(Extracted records)
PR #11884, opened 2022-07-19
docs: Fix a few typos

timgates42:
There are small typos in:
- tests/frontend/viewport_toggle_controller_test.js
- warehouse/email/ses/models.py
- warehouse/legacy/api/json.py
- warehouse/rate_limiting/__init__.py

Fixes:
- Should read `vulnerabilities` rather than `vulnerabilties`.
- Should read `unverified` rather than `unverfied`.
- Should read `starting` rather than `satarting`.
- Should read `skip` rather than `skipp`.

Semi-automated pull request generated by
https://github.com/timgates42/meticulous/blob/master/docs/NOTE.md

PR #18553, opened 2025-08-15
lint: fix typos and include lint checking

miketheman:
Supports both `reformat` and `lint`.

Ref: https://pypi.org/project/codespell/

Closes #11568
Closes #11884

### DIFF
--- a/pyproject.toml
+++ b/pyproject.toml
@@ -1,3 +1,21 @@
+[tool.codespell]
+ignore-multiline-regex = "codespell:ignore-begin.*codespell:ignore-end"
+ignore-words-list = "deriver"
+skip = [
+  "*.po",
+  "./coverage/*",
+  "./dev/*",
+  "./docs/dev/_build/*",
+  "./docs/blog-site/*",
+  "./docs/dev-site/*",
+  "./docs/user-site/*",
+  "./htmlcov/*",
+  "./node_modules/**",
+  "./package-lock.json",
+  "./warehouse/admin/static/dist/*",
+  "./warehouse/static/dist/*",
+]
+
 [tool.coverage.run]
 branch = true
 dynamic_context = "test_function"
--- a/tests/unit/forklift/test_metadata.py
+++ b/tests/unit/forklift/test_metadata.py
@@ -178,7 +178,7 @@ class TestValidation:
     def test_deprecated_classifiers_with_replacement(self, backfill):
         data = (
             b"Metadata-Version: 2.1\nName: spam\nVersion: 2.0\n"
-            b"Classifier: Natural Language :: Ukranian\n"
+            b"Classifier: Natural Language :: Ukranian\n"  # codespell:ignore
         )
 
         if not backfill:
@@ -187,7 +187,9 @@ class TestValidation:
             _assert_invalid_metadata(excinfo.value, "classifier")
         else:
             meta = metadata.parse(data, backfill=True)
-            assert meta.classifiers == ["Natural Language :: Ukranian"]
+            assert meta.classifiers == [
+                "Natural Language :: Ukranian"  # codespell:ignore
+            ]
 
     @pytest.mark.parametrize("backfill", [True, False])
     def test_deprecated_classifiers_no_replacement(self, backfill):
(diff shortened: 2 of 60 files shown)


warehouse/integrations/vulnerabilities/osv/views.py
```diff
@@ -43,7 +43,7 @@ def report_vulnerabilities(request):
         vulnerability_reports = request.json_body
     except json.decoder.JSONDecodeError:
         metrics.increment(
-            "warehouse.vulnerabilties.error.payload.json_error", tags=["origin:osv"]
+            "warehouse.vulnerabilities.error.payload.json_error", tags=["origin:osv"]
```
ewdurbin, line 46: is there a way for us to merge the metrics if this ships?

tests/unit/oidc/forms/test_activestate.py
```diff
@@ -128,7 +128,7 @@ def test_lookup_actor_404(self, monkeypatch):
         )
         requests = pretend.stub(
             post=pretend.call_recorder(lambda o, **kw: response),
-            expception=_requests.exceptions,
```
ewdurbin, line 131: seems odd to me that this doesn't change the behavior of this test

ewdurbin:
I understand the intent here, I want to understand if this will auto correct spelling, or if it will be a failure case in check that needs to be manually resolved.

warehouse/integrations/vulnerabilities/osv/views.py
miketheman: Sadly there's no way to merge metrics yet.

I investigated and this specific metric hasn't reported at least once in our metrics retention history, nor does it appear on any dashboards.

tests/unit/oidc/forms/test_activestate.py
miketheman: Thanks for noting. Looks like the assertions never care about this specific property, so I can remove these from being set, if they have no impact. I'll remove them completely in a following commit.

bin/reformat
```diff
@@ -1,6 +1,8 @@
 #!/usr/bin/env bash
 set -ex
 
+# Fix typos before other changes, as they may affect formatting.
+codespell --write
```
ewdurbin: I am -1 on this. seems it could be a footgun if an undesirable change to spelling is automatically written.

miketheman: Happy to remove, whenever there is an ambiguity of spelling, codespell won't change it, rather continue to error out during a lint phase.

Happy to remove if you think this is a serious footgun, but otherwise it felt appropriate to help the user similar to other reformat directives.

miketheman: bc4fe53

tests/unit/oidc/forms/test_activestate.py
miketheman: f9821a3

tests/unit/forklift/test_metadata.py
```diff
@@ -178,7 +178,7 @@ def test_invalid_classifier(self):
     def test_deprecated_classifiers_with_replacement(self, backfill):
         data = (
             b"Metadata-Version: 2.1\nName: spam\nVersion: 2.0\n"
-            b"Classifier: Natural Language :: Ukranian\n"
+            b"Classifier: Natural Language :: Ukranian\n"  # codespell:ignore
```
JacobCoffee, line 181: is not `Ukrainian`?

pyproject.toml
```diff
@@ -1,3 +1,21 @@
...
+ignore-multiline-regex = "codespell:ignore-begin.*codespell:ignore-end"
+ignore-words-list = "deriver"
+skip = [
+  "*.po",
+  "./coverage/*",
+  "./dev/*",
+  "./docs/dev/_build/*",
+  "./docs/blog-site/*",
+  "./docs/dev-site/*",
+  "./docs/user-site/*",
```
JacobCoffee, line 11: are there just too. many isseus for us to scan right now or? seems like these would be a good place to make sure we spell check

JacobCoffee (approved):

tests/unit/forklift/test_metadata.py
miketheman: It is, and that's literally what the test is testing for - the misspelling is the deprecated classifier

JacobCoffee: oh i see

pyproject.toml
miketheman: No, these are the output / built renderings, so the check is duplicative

• [Task instructions]
Only a number is wanted: how many lines above include "opened"?

• [Response area]
2